Records excerpted from a collection
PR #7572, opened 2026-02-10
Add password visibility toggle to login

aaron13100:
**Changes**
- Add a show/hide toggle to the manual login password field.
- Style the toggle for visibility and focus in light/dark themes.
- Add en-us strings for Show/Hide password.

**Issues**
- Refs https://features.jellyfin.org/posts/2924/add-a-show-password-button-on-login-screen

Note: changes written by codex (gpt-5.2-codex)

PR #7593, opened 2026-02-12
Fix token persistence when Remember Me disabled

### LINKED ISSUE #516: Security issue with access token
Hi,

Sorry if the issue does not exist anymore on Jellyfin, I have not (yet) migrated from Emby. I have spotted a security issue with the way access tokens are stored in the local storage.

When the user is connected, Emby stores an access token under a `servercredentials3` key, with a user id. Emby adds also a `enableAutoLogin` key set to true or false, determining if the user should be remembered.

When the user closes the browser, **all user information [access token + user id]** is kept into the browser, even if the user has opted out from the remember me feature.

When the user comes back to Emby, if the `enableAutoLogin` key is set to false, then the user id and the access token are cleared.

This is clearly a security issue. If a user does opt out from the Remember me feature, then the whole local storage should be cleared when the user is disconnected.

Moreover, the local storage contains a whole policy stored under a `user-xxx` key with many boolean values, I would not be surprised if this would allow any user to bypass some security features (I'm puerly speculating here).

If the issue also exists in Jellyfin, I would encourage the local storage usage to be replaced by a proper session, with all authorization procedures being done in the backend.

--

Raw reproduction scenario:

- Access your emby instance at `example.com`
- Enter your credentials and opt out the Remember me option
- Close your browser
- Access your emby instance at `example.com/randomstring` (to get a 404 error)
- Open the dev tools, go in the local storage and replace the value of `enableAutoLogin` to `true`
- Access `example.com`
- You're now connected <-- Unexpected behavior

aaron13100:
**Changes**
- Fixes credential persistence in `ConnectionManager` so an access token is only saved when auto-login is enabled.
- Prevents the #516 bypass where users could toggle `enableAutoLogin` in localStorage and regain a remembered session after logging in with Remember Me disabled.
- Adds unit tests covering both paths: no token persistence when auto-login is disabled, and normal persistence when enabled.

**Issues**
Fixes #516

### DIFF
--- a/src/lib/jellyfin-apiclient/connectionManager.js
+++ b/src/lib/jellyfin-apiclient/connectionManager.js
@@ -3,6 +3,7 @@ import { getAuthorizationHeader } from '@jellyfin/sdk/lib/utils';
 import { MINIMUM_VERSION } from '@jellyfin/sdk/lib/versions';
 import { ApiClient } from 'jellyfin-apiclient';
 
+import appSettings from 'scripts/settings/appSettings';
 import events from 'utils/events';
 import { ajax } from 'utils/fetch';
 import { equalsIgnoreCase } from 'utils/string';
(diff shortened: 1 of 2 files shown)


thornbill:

§ TASK BRIEF
Repeat each of the entries above precisely as given.

§ TASK RESULT
PR #7572, opened 2026-02-10
Add password visibility toggle to login

aaron13100:
**Changes**
- Add a show/hide toggle to the manual login password field.
- Style the toggle for visibility and focus in light/dark themes.
- Add en-us strings for Show/Hide password.

**Issues**
- Refs https://features.jellyfin.org/posts/2924/add-a-show-password-button-on-login-screen

Note: changes written by codex (gpt-5.2-codex)

PR #7593, opened 2026-02-12
Fix token persistence when Remember Me disabled

### LINKED ISSUE #516: Security issue with access token
Hi,

Sorry if the issue does not exist anymore on Jellyfin, I have not (yet) migrated from Emby. I have spotted a security issue with the way access tokens are stored in the local storage.

When the user is connected, Emby stores an access token under a `servercredentials3` key, with a user id. Emby adds also a `enableAutoLogin` key set to true or false, determining if the user should be remembered.

When the user closes the browser, **all user information [access token + user id]** is kept into the browser, even if the user has opted out from the remember me feature.

When the user comes back to Emby, if the `enableAutoLogin` key is set to false, then the user id and the access token are cleared.

This is clearly a security issue. If a user does opt out from the Remember me feature, then the whole local storage should be cleared when the user is disconnected.

Moreover, the local storage contains a whole policy stored under a `user-xxx` key with many boolean values, I would not be surprised if this would allow any user to bypass some security features (I'm puerly speculating here).

If the issue also exists in Jellyfin, I would encourage the local storage usage to be replaced by a proper session, with all authorization procedures being done in the backend.

--

Raw reproduction scenario:

- Access your emby instance at `example.com`
- Enter your credentials and opt out the Remember me option
- Close your browser
- Access your emby instance at `example.com/randomstring` (to get a 404 error)
- Open the dev tools, go in the local storage and replace the value of `enableAutoLogin` to `true`
- Access `example.com`
- You're now connected <-- Unexpected behavior

aaron13100:
**Changes**
- Fixes credential persistence in `ConnectionManager` so an access token is only saved when auto-login is enabled.
- Prevents the #516 bypass where users could toggle `enableAutoLogin` in localStorage and regain a remembered session after logging in with Remember Me disabled.
- Adds unit tests covering both paths: no token persistence when auto-login is disabled, and normal persistence when enabled.

**Issues**
Fixes #516

### DIFF
--- a/src/lib/jellyfin-apiclient/connectionManager.js
+++ b/src/lib/jellyfin-apiclient/connectionManager.js
@@ -3,6 +3,7 @@ import { getAuthorizationHeader } from '@jellyfin/sdk/lib/utils';
 import { MINIMUM_VERSION } from '@jellyfin/sdk/lib/versions';
 import { ApiClient } from 'jellyfin-apiclient';
 
+import appSettings from 'scripts/settings/appSettings';
 import events from 'utils/events';
 import { ajax } from 'utils/fetch';
 import { equalsIgnoreCase } from 'utils/string';
(diff shortened: 1 of 2 files shown)


thornbill:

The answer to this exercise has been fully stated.